_Problem requirements_: Here the job is to return only the lines of the material, exactly, from the first one to the line with "Users with the".

_Entries shown_:
--- START ---
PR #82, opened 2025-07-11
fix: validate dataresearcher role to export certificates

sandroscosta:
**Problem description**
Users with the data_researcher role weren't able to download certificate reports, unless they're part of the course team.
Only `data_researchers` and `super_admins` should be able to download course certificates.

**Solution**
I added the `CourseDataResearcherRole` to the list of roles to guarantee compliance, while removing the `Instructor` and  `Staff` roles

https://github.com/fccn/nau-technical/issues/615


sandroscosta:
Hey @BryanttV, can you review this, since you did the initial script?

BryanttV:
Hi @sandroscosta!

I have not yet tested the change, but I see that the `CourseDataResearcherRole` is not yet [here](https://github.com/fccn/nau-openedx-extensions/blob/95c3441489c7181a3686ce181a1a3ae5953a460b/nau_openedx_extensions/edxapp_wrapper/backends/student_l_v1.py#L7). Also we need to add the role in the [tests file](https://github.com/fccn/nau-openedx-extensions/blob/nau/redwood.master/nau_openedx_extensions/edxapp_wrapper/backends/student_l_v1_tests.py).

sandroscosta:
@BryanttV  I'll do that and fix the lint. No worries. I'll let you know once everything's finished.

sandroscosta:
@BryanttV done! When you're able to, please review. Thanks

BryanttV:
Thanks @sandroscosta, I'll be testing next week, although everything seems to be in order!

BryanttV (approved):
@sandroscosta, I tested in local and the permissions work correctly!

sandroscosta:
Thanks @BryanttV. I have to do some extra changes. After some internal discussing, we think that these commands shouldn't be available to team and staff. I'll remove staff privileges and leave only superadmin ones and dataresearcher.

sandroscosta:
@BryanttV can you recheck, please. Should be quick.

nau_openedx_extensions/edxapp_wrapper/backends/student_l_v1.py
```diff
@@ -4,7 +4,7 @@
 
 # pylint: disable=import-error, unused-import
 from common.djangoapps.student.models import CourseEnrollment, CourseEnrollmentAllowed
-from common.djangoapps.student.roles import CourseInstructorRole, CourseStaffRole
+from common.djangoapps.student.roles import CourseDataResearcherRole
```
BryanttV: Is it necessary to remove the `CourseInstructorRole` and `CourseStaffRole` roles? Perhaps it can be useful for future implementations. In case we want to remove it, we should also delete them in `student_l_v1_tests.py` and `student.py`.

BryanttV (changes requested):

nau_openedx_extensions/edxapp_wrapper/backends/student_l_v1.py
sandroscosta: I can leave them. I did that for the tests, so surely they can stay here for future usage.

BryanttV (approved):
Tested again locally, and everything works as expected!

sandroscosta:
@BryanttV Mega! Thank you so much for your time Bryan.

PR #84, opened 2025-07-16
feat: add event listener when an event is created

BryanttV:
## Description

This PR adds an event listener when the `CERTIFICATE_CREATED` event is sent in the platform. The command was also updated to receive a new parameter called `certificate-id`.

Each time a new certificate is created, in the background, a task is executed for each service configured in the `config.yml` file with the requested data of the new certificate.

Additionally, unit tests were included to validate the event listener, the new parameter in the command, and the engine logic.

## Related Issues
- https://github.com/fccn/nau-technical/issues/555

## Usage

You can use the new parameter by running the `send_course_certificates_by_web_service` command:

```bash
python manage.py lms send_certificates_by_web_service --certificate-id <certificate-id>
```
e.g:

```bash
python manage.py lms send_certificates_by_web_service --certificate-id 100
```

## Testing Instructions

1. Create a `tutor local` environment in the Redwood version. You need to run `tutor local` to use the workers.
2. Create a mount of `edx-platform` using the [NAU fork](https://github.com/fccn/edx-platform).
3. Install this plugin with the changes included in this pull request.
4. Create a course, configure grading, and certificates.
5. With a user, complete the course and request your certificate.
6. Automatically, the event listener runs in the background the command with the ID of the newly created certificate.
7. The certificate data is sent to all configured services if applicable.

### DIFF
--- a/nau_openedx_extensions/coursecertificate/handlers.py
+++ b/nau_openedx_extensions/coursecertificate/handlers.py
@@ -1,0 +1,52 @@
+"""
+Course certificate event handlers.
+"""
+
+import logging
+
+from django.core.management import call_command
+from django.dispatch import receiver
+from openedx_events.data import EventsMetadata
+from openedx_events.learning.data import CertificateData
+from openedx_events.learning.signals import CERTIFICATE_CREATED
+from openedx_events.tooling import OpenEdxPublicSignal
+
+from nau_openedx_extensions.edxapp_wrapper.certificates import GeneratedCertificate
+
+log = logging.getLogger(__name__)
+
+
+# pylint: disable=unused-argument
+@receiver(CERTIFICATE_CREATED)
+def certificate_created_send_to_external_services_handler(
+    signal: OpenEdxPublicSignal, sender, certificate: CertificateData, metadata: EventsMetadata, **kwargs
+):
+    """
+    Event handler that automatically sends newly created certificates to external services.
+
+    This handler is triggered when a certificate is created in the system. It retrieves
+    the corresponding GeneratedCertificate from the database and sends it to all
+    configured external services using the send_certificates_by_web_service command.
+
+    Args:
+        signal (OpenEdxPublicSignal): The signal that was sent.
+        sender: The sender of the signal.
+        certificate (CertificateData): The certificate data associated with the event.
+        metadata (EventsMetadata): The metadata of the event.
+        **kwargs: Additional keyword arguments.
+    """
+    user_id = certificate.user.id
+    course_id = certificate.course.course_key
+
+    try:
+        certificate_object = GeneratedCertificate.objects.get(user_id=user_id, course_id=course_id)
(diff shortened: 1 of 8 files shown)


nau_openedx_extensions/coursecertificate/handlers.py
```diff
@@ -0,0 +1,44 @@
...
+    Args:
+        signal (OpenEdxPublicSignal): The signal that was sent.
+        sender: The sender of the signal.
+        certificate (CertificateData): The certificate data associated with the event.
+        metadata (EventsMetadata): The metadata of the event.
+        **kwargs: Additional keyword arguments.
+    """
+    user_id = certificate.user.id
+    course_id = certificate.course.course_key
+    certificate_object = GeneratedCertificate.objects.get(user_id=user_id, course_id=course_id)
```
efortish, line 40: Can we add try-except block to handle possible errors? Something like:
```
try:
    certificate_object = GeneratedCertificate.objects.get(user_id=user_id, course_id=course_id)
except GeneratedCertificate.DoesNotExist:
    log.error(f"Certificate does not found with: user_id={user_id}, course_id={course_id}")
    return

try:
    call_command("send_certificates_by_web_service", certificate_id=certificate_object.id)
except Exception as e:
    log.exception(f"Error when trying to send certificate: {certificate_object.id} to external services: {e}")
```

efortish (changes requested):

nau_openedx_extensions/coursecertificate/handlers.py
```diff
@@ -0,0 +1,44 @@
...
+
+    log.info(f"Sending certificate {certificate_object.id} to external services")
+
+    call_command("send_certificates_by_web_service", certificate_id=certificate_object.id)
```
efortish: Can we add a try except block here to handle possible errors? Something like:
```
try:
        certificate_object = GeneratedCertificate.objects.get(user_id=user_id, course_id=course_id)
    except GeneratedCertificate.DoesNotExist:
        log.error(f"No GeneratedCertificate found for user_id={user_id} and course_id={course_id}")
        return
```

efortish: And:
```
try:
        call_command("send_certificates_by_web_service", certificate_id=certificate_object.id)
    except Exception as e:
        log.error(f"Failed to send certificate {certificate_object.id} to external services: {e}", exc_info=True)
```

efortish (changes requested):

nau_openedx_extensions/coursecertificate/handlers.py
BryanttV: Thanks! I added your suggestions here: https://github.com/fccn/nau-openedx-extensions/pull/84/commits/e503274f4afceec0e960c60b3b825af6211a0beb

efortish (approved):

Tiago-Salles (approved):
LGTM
--- END ---
_Written response_:
PR #82, opened 2025-07-11
fix: validate dataresearcher role to export certificates

sandroscosta:
**Problem description**
Users with the data_researcher role weren't able to download certificate reports, unless they're part of the course team.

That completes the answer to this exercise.